(Records drawn from a dataset)
----
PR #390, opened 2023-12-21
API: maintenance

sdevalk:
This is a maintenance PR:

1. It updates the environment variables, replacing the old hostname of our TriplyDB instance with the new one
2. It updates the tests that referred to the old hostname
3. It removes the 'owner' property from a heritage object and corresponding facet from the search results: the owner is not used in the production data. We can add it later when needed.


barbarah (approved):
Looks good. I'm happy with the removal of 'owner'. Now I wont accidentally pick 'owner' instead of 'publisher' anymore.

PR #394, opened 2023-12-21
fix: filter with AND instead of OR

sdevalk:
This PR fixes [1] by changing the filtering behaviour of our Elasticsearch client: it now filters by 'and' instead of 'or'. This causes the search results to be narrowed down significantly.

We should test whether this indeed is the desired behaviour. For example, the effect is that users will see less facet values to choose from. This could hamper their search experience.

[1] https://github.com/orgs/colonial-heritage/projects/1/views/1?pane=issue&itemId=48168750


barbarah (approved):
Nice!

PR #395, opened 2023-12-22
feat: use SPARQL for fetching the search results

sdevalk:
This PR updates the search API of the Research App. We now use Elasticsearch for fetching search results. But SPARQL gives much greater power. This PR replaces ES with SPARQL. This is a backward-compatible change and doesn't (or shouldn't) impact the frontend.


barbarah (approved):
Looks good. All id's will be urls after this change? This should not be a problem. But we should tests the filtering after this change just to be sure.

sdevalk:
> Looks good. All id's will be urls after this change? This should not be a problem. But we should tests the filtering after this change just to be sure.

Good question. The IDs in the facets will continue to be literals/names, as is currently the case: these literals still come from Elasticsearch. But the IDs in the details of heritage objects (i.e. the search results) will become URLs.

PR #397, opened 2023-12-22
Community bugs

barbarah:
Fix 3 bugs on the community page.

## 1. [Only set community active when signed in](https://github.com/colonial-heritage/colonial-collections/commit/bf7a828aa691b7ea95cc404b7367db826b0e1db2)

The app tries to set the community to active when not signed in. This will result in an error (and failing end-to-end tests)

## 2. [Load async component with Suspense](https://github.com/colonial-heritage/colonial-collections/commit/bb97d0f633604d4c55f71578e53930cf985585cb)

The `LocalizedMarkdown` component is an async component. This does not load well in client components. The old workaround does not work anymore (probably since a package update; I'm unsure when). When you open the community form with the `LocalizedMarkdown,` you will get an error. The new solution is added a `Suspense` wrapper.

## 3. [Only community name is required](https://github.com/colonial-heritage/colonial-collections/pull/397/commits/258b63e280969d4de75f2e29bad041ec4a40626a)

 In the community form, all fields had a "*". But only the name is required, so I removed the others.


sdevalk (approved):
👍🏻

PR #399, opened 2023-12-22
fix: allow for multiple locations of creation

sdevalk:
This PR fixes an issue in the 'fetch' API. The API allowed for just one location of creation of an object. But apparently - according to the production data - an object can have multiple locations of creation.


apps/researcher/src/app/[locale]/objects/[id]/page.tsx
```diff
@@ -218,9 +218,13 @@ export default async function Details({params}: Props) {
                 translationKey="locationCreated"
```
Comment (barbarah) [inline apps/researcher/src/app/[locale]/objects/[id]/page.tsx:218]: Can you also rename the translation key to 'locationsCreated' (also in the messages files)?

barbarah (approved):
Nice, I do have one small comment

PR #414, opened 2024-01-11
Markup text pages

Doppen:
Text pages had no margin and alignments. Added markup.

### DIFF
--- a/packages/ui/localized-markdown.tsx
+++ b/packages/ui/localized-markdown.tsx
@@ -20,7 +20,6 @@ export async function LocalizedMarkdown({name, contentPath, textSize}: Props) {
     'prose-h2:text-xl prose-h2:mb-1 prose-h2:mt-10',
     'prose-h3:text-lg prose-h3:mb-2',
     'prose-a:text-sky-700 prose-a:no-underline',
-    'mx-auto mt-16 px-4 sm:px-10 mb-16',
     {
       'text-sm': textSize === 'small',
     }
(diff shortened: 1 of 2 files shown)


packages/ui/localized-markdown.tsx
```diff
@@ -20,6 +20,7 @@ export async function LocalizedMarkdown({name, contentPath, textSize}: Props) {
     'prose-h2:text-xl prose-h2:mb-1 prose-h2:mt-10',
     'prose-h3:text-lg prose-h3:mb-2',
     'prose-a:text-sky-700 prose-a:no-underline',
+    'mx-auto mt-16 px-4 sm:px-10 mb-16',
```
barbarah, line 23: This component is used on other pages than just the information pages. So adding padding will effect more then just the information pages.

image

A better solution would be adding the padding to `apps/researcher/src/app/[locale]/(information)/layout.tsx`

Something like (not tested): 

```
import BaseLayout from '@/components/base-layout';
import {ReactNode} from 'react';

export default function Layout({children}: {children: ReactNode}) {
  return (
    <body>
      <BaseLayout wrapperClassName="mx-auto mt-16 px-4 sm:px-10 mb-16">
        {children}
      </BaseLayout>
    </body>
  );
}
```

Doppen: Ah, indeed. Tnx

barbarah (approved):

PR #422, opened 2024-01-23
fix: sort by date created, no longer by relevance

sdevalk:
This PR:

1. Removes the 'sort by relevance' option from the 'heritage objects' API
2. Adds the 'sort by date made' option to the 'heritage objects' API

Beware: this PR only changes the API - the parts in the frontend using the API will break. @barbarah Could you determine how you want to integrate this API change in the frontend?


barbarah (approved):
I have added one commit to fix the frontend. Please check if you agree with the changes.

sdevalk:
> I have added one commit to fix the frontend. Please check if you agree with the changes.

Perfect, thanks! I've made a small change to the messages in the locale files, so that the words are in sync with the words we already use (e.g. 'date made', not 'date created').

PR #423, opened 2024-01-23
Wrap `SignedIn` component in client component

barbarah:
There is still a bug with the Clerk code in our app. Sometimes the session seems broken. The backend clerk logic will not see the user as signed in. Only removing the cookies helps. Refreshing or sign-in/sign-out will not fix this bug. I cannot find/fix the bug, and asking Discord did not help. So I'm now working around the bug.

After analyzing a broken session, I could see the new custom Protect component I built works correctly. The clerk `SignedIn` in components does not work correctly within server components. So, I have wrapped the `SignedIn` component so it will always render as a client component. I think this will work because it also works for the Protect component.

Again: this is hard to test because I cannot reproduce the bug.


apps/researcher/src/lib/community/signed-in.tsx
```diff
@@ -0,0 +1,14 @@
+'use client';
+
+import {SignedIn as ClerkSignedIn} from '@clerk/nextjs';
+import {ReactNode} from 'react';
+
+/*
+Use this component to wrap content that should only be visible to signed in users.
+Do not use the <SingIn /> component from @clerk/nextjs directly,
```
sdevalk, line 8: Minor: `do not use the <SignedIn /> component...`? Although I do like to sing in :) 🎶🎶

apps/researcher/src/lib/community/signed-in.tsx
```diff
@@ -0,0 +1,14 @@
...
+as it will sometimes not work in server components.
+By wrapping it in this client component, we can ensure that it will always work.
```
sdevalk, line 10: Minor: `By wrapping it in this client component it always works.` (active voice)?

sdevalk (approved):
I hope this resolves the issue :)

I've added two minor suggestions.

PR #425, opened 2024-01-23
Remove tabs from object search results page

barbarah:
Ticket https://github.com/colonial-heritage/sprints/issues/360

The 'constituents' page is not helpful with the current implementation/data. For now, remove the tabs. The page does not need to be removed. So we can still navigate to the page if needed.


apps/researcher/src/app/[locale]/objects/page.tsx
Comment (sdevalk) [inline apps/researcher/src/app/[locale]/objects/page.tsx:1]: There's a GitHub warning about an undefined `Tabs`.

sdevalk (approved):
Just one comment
----
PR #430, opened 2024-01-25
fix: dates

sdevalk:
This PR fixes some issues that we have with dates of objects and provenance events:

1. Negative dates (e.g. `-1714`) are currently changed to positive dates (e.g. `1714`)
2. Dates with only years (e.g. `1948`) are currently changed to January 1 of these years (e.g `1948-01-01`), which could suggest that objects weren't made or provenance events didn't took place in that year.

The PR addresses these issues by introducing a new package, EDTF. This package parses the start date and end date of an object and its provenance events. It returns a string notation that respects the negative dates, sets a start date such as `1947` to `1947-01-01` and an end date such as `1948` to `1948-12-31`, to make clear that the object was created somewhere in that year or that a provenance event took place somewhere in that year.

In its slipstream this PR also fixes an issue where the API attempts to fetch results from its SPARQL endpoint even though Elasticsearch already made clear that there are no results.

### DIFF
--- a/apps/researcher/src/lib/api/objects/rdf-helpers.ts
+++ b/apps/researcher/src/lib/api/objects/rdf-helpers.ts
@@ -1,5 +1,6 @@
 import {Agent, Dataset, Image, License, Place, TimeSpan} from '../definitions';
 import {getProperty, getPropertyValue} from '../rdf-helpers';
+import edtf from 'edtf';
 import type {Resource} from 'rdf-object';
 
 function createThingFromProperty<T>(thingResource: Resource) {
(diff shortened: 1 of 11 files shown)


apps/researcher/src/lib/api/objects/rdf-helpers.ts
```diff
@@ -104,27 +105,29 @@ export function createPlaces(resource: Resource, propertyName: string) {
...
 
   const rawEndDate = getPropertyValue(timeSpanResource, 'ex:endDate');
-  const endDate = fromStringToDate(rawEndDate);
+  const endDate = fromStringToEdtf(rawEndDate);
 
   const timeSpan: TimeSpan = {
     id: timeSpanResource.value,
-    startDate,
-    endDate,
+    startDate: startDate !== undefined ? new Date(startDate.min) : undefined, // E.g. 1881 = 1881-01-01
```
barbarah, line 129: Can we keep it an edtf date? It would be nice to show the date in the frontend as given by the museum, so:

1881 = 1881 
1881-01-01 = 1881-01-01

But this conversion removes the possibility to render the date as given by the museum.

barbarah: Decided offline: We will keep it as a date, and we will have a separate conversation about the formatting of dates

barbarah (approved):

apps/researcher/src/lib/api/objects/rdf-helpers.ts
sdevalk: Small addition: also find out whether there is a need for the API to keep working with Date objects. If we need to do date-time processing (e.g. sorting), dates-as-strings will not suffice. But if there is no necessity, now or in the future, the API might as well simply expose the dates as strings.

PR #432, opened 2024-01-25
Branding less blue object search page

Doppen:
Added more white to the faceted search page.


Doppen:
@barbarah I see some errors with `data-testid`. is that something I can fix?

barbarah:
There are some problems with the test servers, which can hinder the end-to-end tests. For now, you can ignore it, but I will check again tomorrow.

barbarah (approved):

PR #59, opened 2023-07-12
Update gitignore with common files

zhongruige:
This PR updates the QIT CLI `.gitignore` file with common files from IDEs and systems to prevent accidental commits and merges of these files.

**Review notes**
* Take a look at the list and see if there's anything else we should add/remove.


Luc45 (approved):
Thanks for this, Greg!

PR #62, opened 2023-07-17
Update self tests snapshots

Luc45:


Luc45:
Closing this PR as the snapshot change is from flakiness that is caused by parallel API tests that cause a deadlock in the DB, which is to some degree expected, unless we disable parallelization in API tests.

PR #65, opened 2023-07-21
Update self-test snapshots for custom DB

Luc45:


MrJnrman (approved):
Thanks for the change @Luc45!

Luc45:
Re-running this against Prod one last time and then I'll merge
----
Assignment>
Return, word for word, the lines of the data above from the line with "barbarah, line 129: Can" through the line with "Re-running this against", inclusive.

Exercise solution>
barbarah, line 129: Can we keep it an edtf date? It would be nice to show the date in the frontend as given by the museum, so:

1881 = 1881 
1881-01-01 = 1881-01-01

But this conversion removes the possibility to render the date as given by the museum.

barbarah: Decided offline: We will keep it as a date, and we will have a separate conversation about the formatting of dates

barbarah (approved):

apps/researcher/src/lib/api/objects/rdf-helpers.ts
sdevalk: Small addition: also find out whether there is a need for the API to keep working with Date objects. If we need to do date-time processing (e.g. sorting), dates-as-strings will not suffice. But if there is no necessity, now or in the future, the API might as well simply expose the dates as strings.

PR #432, opened 2024-01-25
Branding less blue object search page

Doppen:
Added more white to the faceted search page.


Doppen:
@barbarah I see some errors with `data-testid`. is that something I can fix?

barbarah:
There are some problems with the test servers, which can hinder the end-to-end tests. For now, you can ignore it, but I will check again tomorrow.

barbarah (approved):

PR #59, opened 2023-07-12
Update gitignore with common files

zhongruige:
This PR updates the QIT CLI `.gitignore` file with common files from IDEs and systems to prevent accidental commits and merges of these files.

**Review notes**
* Take a look at the list and see if there's anything else we should add/remove.


Luc45 (approved):
Thanks for this, Greg!

PR #62, opened 2023-07-17
Update self tests snapshots

Luc45:


Luc45:
Closing this PR as the snapshot change is from flakiness that is caused by parallel API tests that cause a deadlock in the DB, which is to some degree expected, unless we disable parallelization in API tests.

PR #65, opened 2023-07-21
Update self-test snapshots for custom DB

Luc45:


MrJnrman (approved):
Thanks for the change @Luc45!

Luc45:
Re-running this against Prod one last time and then I'll merge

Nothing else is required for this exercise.